• ACTION ITEM: Copy out the entries below exactly as they stand, but only from the line containing "PR #421, opened 2017-03-19" through the line containing "int/bool/float in config.".

• RECORDED INFORMATION:

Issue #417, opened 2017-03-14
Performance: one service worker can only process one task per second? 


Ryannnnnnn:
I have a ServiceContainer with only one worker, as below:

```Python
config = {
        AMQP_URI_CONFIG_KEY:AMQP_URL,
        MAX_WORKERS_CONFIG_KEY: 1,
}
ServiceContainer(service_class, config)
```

==

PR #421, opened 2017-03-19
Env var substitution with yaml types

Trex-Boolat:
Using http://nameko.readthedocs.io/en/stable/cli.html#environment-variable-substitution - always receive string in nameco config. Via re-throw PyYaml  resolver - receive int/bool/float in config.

...

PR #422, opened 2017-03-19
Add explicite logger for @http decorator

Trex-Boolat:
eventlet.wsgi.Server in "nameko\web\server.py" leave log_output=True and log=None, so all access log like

• YOUR RESPONSE:
PR #421, opened 2017-03-19
Env var substitution with yaml types

Trex-Boolat:
Using http://nameko.readthedocs.io/en/stable/cli.html#environment-variable-substitution - always receive string in nameco config. Via re-throw PyYaml  resolver - receive int/bool/float in config.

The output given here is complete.